Namun kali ini benda itu ada di tanah. Posisinya aneh dan sulit sehingga dia tidak akan menyadarinya jika dia tidak mencarinya.
Orang-orang sering bertanya-tanya apakah penjara bawah tanah itu mempunyai kemauannya sendiri, dan melihat hal ini, dia tidak dapat menyalahkan mereka jika berpikir demikian.
Tetapi yang penting adalah apa yang akan terjadi ketika dia menyentuhnya.
Dan saat Sylvia menyentuh titik yang warnanya berbeda, tanah mulai bergerak. Namun, area yang bergerak lebih kecil dan lebih dangkal daripada sebelumnya. Sebuah lubang seukuran kepalanya terbuka.
Tetapi begitu mereka melihatnya, orang lain di belakangnya terkesiap.
“Saya memang punya harapan besar, tapi wah…”
“Wah… Aku belum pernah melihatnya sebelumnya…”
“Bahkan aku tak pernah menyangka kau akan menemukan harta karun di penyelaman bawah tanahmu yang kedua.”
Itu adalah harta karun dalam arti kata sesungguhnya—kotak harta karun.
Ya, ada kotak harta karun di dalam lubang yang terbuka di tanah.
Wajar saja jika ada pertanyaan mengapa ada kotak harta karun di ruang bawah tanah, tetapi hal itu jarang terjadi. Sebagian besar harta karun yang ditemukan di ruang bawah tanah berada di dalam kotak harta karun.
Dia sebenarnya ingin bertanya kenapa, tetapi ruang bawah tanah itu sendiri tidak dipahami dengan baik, jadi tidak mengherankan jika hal-hal seperti itu terjadi, dan tidak ada seorang pun yang mengungkitnya pada saat ini.
Jadi Sylvia mengulurkan tangan untuk memeriksa kotak itu…
“Tunggu, kita harus berhati-hati—”
“Jangan khawatir, aku tahu.”
Kotak harta karun kadang-kadang berisi jebakan, karena orang-orang kurang waspada saat melihat harta karun.
Namun, dia tahu betul hal itu. Dia tersenyum meyakinkan pada Kurt sambil memotong pembicaraannya, seolah mengatakan bahwa dia tidak perlu diberi tahu.
Dia menyentuh kotak itu—dan seketika, dia merasa seperti ruangan berputar.
“Hah?” gumamnya bingung. Ia merasa penglihatannya mulai kabur.
Begitu dia melirik sekelilingnya untuk memeriksa, hasilnya masuk akal.
Penglihatannya tidak kabur—ruang itu sendiri yang melengkung.
“Silvia?!”
“Apakah, apakah itu…menjauhkannya darinya? Sebuah teleporter? Kenapa…?!”
Sebuah teleporter.
Itu adalah jenis jebakan yang terkenal yang secara paksa memindahkan targetnya ke tempat lain. Teleporter biasanya ditemukan di ruang bawah tanah, dan karena mereka biasanya memindahkan seseorang ke lantai yang lebih rendah daripada tempat seseorang berada saat ini, mereka sangat jahat.

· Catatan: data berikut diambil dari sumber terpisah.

PR #1269, opened 2021-06-24
Fix `content` field validation

### LINKED ISSUE #1268: Incorrect and documented Zally rule introduced failures
We have recently started getting violations reported from Zally such as:

```
MUST Path parameters validation
	Parameter blocklist_id: "content" property should have exactly one entry
	https://github.com/zalando/zally/blob/master/server/rules.md#z001-path-parameters-validation
		components > parameters > BlocklistId (lines 31-40)
```

The corresponding path parameter has a `schema` property. The OpenAPI spec defines `schema` and `content` to be mutually exclusive. So this is simply wrong.

The link in the error message is also wrong and doesn't provide an explanation on this anywhere on the linked page.

vadeg:
Fixes #1268


tkrop:
:+1:

tkrop (approved):
Looks good.

vadeg:
👍

PR #1270, opened 2021-06-28
Add an optional flag to skip SSL request verification

### LINKED ISSUE #1185: Cannot use CLI against server with self signed SSL certificate
We are running a Zally server instance proxied by an Nginx VHost that also does the SSL offloading.
From our CI we try to run a Zally validation against this server using the CLI:

```bash
zally -l https://zally.theserver.org lint ./build/openapi.json
```
Causing this error:
```bash
Post "https://zally.theserver.org/api-violations": x509: certificate signed by unknown authority
```

As of now, it is not possible to skip the SSL validation.
Please add an argument for disabling the validation to the CLI (e.g. `--skip-ssl-validation`).

vadeg:
Fixes #1185

### DIFF
--- a/cli/zally/app.go
+++ b/cli/zally/app.go
@@ -34,6 +34,10 @@ func CreateApp() *cli.App {
 			Usage: "Output format `[pretty|markdown|text]`",
 			Value: "pretty",
 		},
+		cli.BoolFlag{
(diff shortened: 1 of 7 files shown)


tkrop:
:+1:

vadeg:
👍

PR #1277, opened 2021-07-06
fix: supported references for problem+json (#1274)

### LINKED ISSUE #891: Incorrect Severity of Rule [151] (MUST Specify Success and Error Responses)
Currently MAY instead of MUST.

### LINKED ISSUE #1274: Zally validation for rule 151 does not accept reference code from rule 151
https://opensource.zalando.com/restful-api-guidelines/#151 provides this example for the default:

```yaml
responses:
  ...
  default:
    description: error occurred - see status code and problem object for more information.
    content:
      "application/problem+json":
        schema:
          $ref: 'https://opensource.zalando.com/restful-api-guidelines/models/problem-1.0.1.yaml#/Problem'
```

This leads to:

```
MAY – Specify Success and Error Responses

problem json has to be used as default response (https://zalando.github.io/problem/schema.yaml#/Problem)

Rule: https://zalando.github.io/restful-api-guidelines/#151

Location: paths > /pdfs > post > responses > default > content > application/problem+json
```

Substituting the ref resolves the problem:

```yaml
responses:
  ...
        default:
          description: error occurred - see status code and problem object for more information.
          content:
            application/problem+json:
              schema:
```

Either the reference from the guidelines should be accepted or the guideline should be adapted to show the "acceptable" URL.

tkrop:
fixes #1274 
fixes #891

Tricky! As it actually turned out, not the missing reference broke the check, but the change in the problem specification the check was not adapted to. However, the reference check does play a role as soon as the reference cannot be resolved for any reason. It is just not tested while validating the check.

@vadeg if you know how to switch of reference resolution for one test, I would like to add this as an additional test case.

Anyhow, I added a separate check method as well as full test coverage for checking and notifying the media-type violations.


server/zally-ruleset-zalando/src/main/kotlin/org/zalando/zally/ruleset/zalando/JsonProblemAsDefaultResponseRule.kt
```diff
@@ -17,23 +17,35 @@ import io.swagger.v3.oas.models.responses.ApiResponse
...
+        .map { context.violation("media-type application/problem+json should be used as default response", it.value) }
+
+    @Check(severity = Severity.SHOULD)
+    fun checkDefaultResponseIsProblemJsonSchema(context: Context): List<Violation> = responsesPerOperation(context)
         .filter { "default" in it.second.keys }
         .flatMap { it.second.getValue("default").content.orEmpty().entries }
         .filter { (contentType, _) -> contentType in validContentTypes }
-        .filterNot { it.value?.schema?.`$ref` in validRefs || isProblemJsonSchema(it.value?.schema) }
-        .map { context.violation("problem json has to be used as default response (${validRefs[0]})", it.value) }
+        .filterNot { it.value?.schema?.`$ref` in validRefs }
```
tkrop, line 46: This filter is actually only active, when the references are not resolved, which we currently have no happy path test case for.

vadeg: Swagger parser in Zally always fully resolves references (applies both [resolve](https://github.com/swagger-api/swagger-parser#1-resolve) and [resolveFully](https://github.com/swagger-api/swagger-parser#2-resolvefully) options). I think we can remove completely the ref check from this rule and check only that the default response is a Problem.json object regardless of the reference, because refs will be removed from the schema.

tkrop: I think, keeping it is more robust. If we drop it, the server will fail, when the `problem+json` resource is unreachable - not sure how often this may happen. I would more like to add a test that enforces non-loading ...

tkrop:
:+1:

server/zally-ruleset-zalando/src/main/kotlin/org/zalando/zally/ruleset/zalando/JsonProblemAsDefaultResponseRule.kt
vadeg: Non-loading would never happen in reality unless we allow to do so :) If the resource is unreachable, then the response will be resolved to nullable response without properties in the schema. This is what the rule can check.

vadeg:
👍

PR #1282, opened 2021-07-06
Drop `json_payload` column.

### LINKED ISSUE #890: api_review.json_payload table is being filled with non-json
Just took a look at the `api_review` table's `json_payload` column in the database and discovered it's currently being populated with `ApiDefinitionRequest.toString()` - which is definitely not JSON formatted. 

We do have a separate `api_review.api_definition` column with the typically YAML formatted body which makes me wonder whether the correct fix is to just drop the `json_payload` column entirely (or at least use of it).

vadeg:
Fixes #890

### DIFF
--- a/server/zally-server/src/main/resources/db/migration/V006__drop_json_payload_column.sql
+++ b/server/zally-server/src/main/resources/db/migration/V006__drop_json_payload_column.sql
@@ -1,0 +1,1 @@
+ALTER TABLE api_review DROP COLUMN json_payload;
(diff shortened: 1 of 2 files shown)


vadeg:
👍

server/zally-server/src/main/resources/db/migration/V006__drop_json_payload_column.sql
```diff
@@ -0,0 +1 @@
+ALTER TABLE api_review DROP COLUMN json_payload;
```
tkrop, line 1: Before we drop this, we should consequently look into our database, whether `api_definition` is really filled as expected for the entire review history and merge the content if necessary.

tkrop: @vadeg I had a first look at the data. It looked actually, as if storing this data has been a dumb idea in the first place. I will approve as soon as the merge conflict is resolved.

vadeg:
@tkrop the conflict has been resolved.

vadeg:
👍

vadeg:
@tkrop I have resolved conflicts. Please review again.

tkrop:
:+1:

PR #1284, opened 2021-07-07
Fix project directories

vadeg:
Move all Kotlin sources to `kotlin` directories instead of `java` in `server` application.

Related to #560


vadeg:
👍

tkrop:
:+1:

PR #1331, opened 2021-10-21
Update web UI to Node 14

### LINKED ISSUE #1328: zally giving errors due to which.js
I am trying to set up the zally with the new release and it is giving the error on the which.js file which is present inside the web-ui node modules folder. Attached are logs for reference.

[logs.txt](https://github.com/zalando/zally/files/7323703/logs.txt)

image

_Using java8 and python3 already installed in the system._

vadeg:
* Update Node version for `web-ui`
* Update documentation

Fixes #1328


tkrop (commented):
Looks good.

PR #1367, opened 2022-03-02
feat: change severity of proprietary header rule (#1367)

tkrop:
It seems we have overlooked a two years old guideline change on the severity of proprietary header usage that was changed from MUST to SHOULD (see https://opensource.zalando.com/restful-api-guidelines/#183).


tkrop:
:+1:

hjacobs:
:+1:

PR #1368, opened 2022-03-09
fix: missing annotation changes (#1367)

tkrop:
fixes #1367.

Changing the severity in the `@Rule` is not enough. Need to change severity in `@Check` as real source of truth too.


zeitlinger:
:+1:

tkrop:
:+1:

PR #1343, opened 2022-01-03
feat: update dependencies (#1318)

tkrop:
fixes #1318.
substitutes #1327.

Issue #101, opened 2017-01-11
Upgrade to swagger-parser 1.0.25 breaks rule


fmueller:
There is an issue with newest version of swagger-parser library (1.0.25). One test breaks. Needs to be investigated and fixed.

PR #1382, opened 2022-04-07
feat: upgrade swagger dependencies (#1382)

### LINKED ISSUE #1230: Zally not validating APIs for Open API 3.1.0.
It seems as if there is a switch preventing the rules to get into action on Open API version 3.1.0, that has been released on Feb 15th, 2021. Checking APIs with `openapi: 3.0.3` that show violations show now violations after updating to `openapi: 3.1.0` without other changes.

tkrop:
fixes #1343.
contributes #1230.

Upgrade swagger dependencies to enable support for Open API 3.1. As it turned out while testing #1343 while migrating to JUnit 5 was actually disabling all tests through the missing dependency to the runtime. So we had to fix this first.

I also added a small fix of the Zally API actually defining Bearer Authentication.

Unfortunately, updating to the latest library is not sufficient for OpenAPI 3.1. Adding smoke test for Open API 3.1 support showed, that support for OpenAPI 3.1 in the latest swagger-parser version is still missing. Only swagger-core is ready for OpenAPI 3.1.

I finally added an improved failure handling on unsupported OpenAPI versions and unparsable files: They consistently now violate rule [#101](https://opensource.zalando.com/restful-api-guidelines/#101) of the guideline.

### DIFF
--- a/server/zally-core/src/main/kotlin/org/zalando/zally/core/ContextRulesValidator.kt
+++ b/server/zally-core/src/main/kotlin/org/zalando/zally/core/ContextRulesValidator.kt
@@ -2,6 +2,7 @@ package org.zalando.zally.core
 
 import com.fasterxml.jackson.core.JsonPointer
 import org.zalando.zally.rule.api.Context
+import org.zalando.zally.rule.api.Violation
 
 /**
  * This validator validates a given OpenAPI definition based
@@ -14,13 +15,16 @@ class ContextRulesValidator(
 
     override fun parse(content: String, authorization: String?): ContentParseResult<Context> {
         // first try to parse an OpenAPI (version 3+)
-        return when (val parsedAsOpenApi = defaultContextFactory.parseOpenApiContext(content, authorization)) {
-            is ContentParseResult.NotApplicable ->
-                // if content was no OpenAPI, try to parse a Swagger (version 2)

Tetapi itu seharusnya tidak mungkin terjadi.
“Teleportasi?! Aku tahu banyak kotak harta karun yang memilikinya, tapi dia bahkan tidak membukanya! Dan ini lantai tiga!”
Seperti yang Lars katakan sambil berteriak, seharusnya tidak ada jebakan di lantai tiga. Yang ada hanya jebakan di lantai lima dan di bawahnya.
Namun karena seharusnya tidak ada jalan tersembunyi, ada kemungkinan kecil untuk menemukan jebakan di sini. Itulah mengapa Sylvia memutuskan untuk berjalan di depan.
Jadi masalahnya adalah Sylvia belum membuka kotak harta karun itu. Itu pasti berarti kotak itu sendiri adalah jebakan, bukan berisi jebakan…tetapi dia belum pernah mendengar hal seperti itu.
Jadi itu seharusnya tidak mungkin…dan itu terjadi sekarang.
Beberapa pikiran yang terlintas di benaknya beberapa saat yang lalu.
Kotak harta karun dipasangi jebakan karena orang-orang lengah saat melihat harta karun.
Dan penjara itu memiliki keinginannya sendiri.
Tetapi ide-ide itu gagal mengambil bentuk yang jelas.
“Tapi itu terjadi tepat di depan kita! Sylvia! Genggam tanganku!”
Ruang semakin melengkung, seolah mengejek Kurt yang panik. Menjadi sulit untuk melihat sekelilingnya, dan suara-suara yang lain pun menghilang.
Hal terakhir yang dilihatnya adalah Kurt mengulurkan tangannya ke arahnya…tetapi sebelum dia bisa meraihnya, pandangannya menjadi gelap.